Kansas faces a prison crisis of crowded facilities and escalating costs to taxpayers. Fixing that requires addressing mental health, and the grim reality that our approach to the mentally ill is often to imprison them.

In fairness, America has evolved on this issue. Historically, states often forced the mentally ill — especially the poor — into state-run institutions where they faced involuntary sterilization. In Kansas, from 1913 to 1961, the state sterilized over 3,000 individuals, mostly with mental illnesses.

In the 1960s, states started to deinstitutionalize the mentally ill, shifting the care burden to families, nursing homes or other community-based settings.
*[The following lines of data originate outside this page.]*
PR #12383, opened 2023-03-13
Add isin to jax.numpy logic functions to Jax frontend

AntoniosMalak:


AntoniosMalak:
Hi, @ZoeCD, may u check the code because check_formatting error is not from my code!

PR #12428, opened 2023-03-14
add asanyarray in numpy.frontend maninupulation

codenificient:
First attempt at #12422. Followed the function signature for `numpy.asanyarray`. The underlying ivy array method I could find is `ivy.any`


codenificient:
#12422

RickSanchezStoic:
Hi @codenificient can you please add the test for this function too?

PR #12455, opened 2023-03-14
Generating frontend arrays in frontend tests

Ishticode:
The new boolean flag in `test_frontend_function` named `generate_frontend_arrays` will determine whether the test is run on ivy arrays or specific frontend arrays. Not sure if we always want to enforce frontend arrays. Currently the out argument is also not forced to be frotnend array but depends on the flag.

The following updates have been made.

- **`ivy/func_wrapper.py`** : updated the _get_first_array to take a custom array_fn rather than just hard-coded `ivy.array` to be able to also pass `_is_frontend_array`
- **`testing_parameter_flags.py`**: Created the boolean strategy `BuiltFrontendArrayStrategy` and added it to the `FrontendFunctionTestFlags`
- **`testing_helpers.py`**: pass the boolean strategy to `handle_frontend_test`
- **`function_testing.py`**: Added the function`args_to_frontend` (and `_to_frontend`), this is then used to convert args to frontend array. kw/args_ivy are renamed to kw/args_for_test. The frontend version of flatten functions were added, namely, `flatten_frontend` and `flatten_frontend_to_np` . Rest of the changes will be pretty obvious with the use of the new `generate_frontend_arrays` flag.
- The init files of the frontends have a new unified private variable to access array/tensor creation function name `_frontend_array`


ivy_tests/test_ivy/helpers/function_testing.py
```diff
@@ -647,64 +650,107 @@ def test_frontend_function(
         importlib.import_module("ivy.functional.frontends.jax").config.update(
             "jax_enable_x64", True
         )
-    ret = get_frontend_ret(frontend_fn, *args_ivy, **kwargs_ivy)
+
```
CatB1t, line 653: We can move the frontend generation logic to the method `apply_flags` on the decorator, this removes the overhead of branching, and also makes everything cleaner and separated.

ivy_tests/test_ivy/helpers/function_testing.py
```diff
@@ -1947,3 +2009,32 @@ def _frontend_array_to_ivy(x):
...
+def _to_frontend(frontend):
+    frontend_fn_dict = {"jax":
+                            ivy.functional.frontends.jax.numpy.array,
+                        "numpy":
+                            ivy.functional.frontends.numpy.array,
+                        "tensorflow":
+                            ivy.functional.frontends.tensorflow.constant,
+                        "torch":
+                            ivy.functional.frontends.torch.tensor}
```
CatB1t, line 2032: Let's make this more dynamic, we can create a private unified variable that points to the frontend array function, in that way we don't have to update the dict when a new frontend is added, thoughts? @fspyridakos

ivy_tests/test_ivy/helpers/testing_helpers.py
```diff
@@ -376,6 +377,7 @@ def handle_frontend_test(
     test_inplace=BuiltInplaceStrategy,
     as_variable_flags=BuiltAsVariableStrategy,
     native_array_flags=BuiltNativeArrayStrategy,
+    gen_frontend_arrays=BuiltFrontendArrayStrategy,
```
CatB1t, line 380: It's better if we use the full `generate`

ivy_tests/test_ivy/helpers/function_testing.py
```diff
@@ -1835,26 +1883,37 @@ def flatten_fw_and_to_np(*, ret, fw):
     return ret_np_flat
 
 
-def flatten(*, ret):
+def flatten(*, ret, frontend=None):
```
CatB1t, line 1886: I'd suggest creating a separate function for the frontend flattening, the test functions gets called a lot during the test execution, less branching is better not to add an overhead, also in this way it's clear that the frontends and backends have separate test logic

ivy/func_wrapper.py
```diff
@@ -60,19 +60,21 @@ def try_array_function_override(func, overloaded_args, types, args, kwargs):
     )
 
 
-def _get_first_array(*args, **kwargs):
+def _get_first_array(*args, array_fn=None, **kwargs):
```
CatB1t, line 63: I'm not sure if we should modify the `func_wrapper` here to achieve this, as is there any use case of that other than for the frontend testing? If not let's have that logic in the testing it self, @VedPatwardhan do you think this adds an overhead?

CatB1t (changes requested):
Hello Ishtiaq, great work! I've added a few comments, and also requested a review from @VedPatwardhan and @fspyridakos.

ivy_tests/test_ivy/helpers/function_testing.py
Ishticode: I thought about it and I feel as though we have to keep the logic here for two reasons.

Firstly, *to_ivy is called on the args in the function body after `create_args_kwargs` which would spoil initial creation of frontend arrays in apply flags.

Secondly, although a unified variable to frontend array creation is created, it would still require us to know for which frontend do we want the create the arrays for.. and apply flags or the Flags class doesn't hv any parameters for passing in the current frontend (for which the test is being run). We also cannot work with just the np frontend arrays the way we can in the backends... as the transition between frontend arrays is not smooth (at least now) as opposed to the backends.

I hope that makes sense. Feel free to counter...

ivy_tests/test_ivy/helpers/testing_helpers.py
Ishticode: sure

ivy_tests/test_ivy/helpers/function_testing.py
Ishticode: yes sure. Wrote flatten_frontend instead.

ivy/functional/frontends/torch/__init__.py
```diff
@@ -285,3 +285,5 @@ def promote_types_of_torch_inputs(
 from . import utilities
 from .utilities import *
 from . import linalg
+
+frontend_array = tensor
```
CatB1t, line 289: missing new line

ivy/functional/frontends/jax/__init__.py
```diff
@@ -7,3 +7,5 @@
 from . import numpy
 from . import random
 from . import _src
+
+frontend_array = numpy.array
```
CatB1t, line 11: let's make `frontend_array` variable private `_frontend_array`, so users aren't allowed to use that.

CatB1t (changes requested):
Just few simple comments, then feel free to merge!

Ishticode:
Thanks @CatB1t. Will be merging this soon. Thanks.

PR #12462, opened 2023-03-15
Bug fix no Numpy frontend prod on TensorFlow

sergio-verduzco:
Using the TensorFlow backend, `initial` not `None`, and `axis=-1` leads to an exception Example:
```
import ivy.functional.frontends.numpy as ivy_np
ivy.set_backend('tensorflow')
a =  ivy_np.array([[0, 0], [0, 0]], dtype='uint16')
prod = ivy_np.prod(a, axis=-1, dtype='uint16', keepdims=False)
```
This is because the indexing of TensorFlow tensors causes the `s[-1] = 1` instruction to collapse the shape. Additionally I made changes to avoid two other problems. First, setting `initial=ivy.nan` causes the product to be `nan` whenever `initial` is not passed to `prod`. Second, the code will fail when `initial` is specified, but `axis` is not.

### DIFF
--- a/ivy/functional/frontends/numpy/mathematical_functions/sums_products_differences.py
+++ b/ivy/functional/frontends/numpy/mathematical_functions/sums_products_differences.py
@@ -51,16 +51,19 @@ def prod(
     dtype=None,
     out=None,
     keepdims=False,
-    initial=ivy.nan,
+    initial=None,
     where=True,
 ):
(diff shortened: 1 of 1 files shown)


zhumakhan:
Hi @sergio-verduzco, thanks for your commit! It fixes the issues with `axis=-1` and `ivy,nan is not None` is True.

PR #12488, opened 2023-03-15
Added modf Numpy Frontend Function

janetwamaitha:
#12485


Infrared1029:
Glad to see your `modf` PR is finally here @janetwamaitha! this PR does more than just adding the `modf` to numpy,'s frontend as it introduces `modf` in our experimental api, we need to write a test for that in `ivy/ivy_tests/test_ivy/test_functional/test_core/test_elementwise.py`, once the test is written and passes, we can move on with the review:)

PR #12490, opened 2023-03-15
ivy.experimental: add support for logsigmoid

### LINKED ISSUE #12472: logsigmoid

hmahmood24:
Close #12472


ivy/functional/backends/numpy/activations.py
```diff
@@ -115,3 +115,7 @@ def mish(x: np.ndarray, /, *, out: Optional[np.ndarray] = None) -> np.ndarray:
 
 
 mish.support_native_out = True
+
+
+def logsigmoid(input: np.ndarray) -> np.ndarray:
+    return -(np.log1p(np.exp(-(input))))
```
AnnaTz, line 121: I think you're doing this wrong mathematically. 
It should be log of the inverse of 1+exp, not log of 1+exp. Have a look at how pytorch defines this:
image.
This might be the cause of the failure.

AnnaTz (changes requested):

ivy/functional/backends/numpy/activations.py
hmahmood24: Hey. Actually these two are mathematically equivalent due to the properties of logarithms. For example, take a look how Jax defines it:

image

AnnaTz: *facepalm* yeah I forgot about that

AnnaTz (changes requested):

PR #12539, opened 2023-03-16
multiversion docker

RickSanchezStoic:
drastically reduces the size of the multiversion docker image, allowing for dynamic docker image creation with choice of framework versions installed, crisp


krishna1111111:
Good job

But states often failed to follow through on promises to fund these alternatives. This meant that more people with mental illness lacked access to adequate care, which often resulted in homelessness and incarceration.

As the state mental health apparatus withered in Kansas, the burden of care shifted to local communities that varied in their ability to meet that challenge. In many communities, county jails became the default mental health providers, and law enforcement officers increasingly became first-responders to mental health crises.

Kansas also started imprisoning more people with mental illness. In 2018, the Kansas Department of Corrections reported that 33 percent of the nearly 10,000 inmates in state prisons were diagnosed with serious to severe mental illnesses, and 65 percent had some degree of mental illness. By comparison, the department reported that in 2006 only 38% of inmates were mentally ill.

Compounding that problem, experts show that mentally ill offenders are more likely to receive extended sentences and other punishments in prison due to behavioral incidents, and many return post-release because of incidents explicitly related to their illnesses.

Kansas also faces the challenge that companies contracted to provide prison services have often failed to meet contractual obligations. Local media reported earlier in 2019 that Corizon Health, which the Brownback administration hired to provide health services in Kansas prisons, had failed to provide adequate staffing and medication to cover mental health needs of prisoners.

Are there solutions?

First, Kansas has a patchwork of mental health services — and strong mental health advocates — that can help address the issue. Those providers need policy and financial support from local, state and federal policymakers.

Second, some Kansas communities have trained law enforcement on defusing mental health crises. But how many do this and the effectiveness of that training is uncertain.

Third, as some politicians recognize, prison alternatives merit consideration. Other states have explored criminal justice reforms such as mental health courts, pretrial diversions that emphasize supervision and treatment over prosecution, and expanding services for offenders post-release to avoid re-entry. Adapting those reforms to Kansas is worth exploring.

Fourth, some states have started reverting privatized prison services back to state functions. Some states have found that implementing services like mental health care effectively themselves is cheaper than contracting with corporations that require additional oversight, and that may botch program implementation in ways that increase state costs. 

Yes, this costs money. But, the system now incurs great costs and sets many mentally ill Kansans up to fail. For both politicians and citizens, it is often easier to say that we care about mental illness, but harder to act on that financially. If we had cared financially decades ago, today’s prisons might not be leading mental health providers.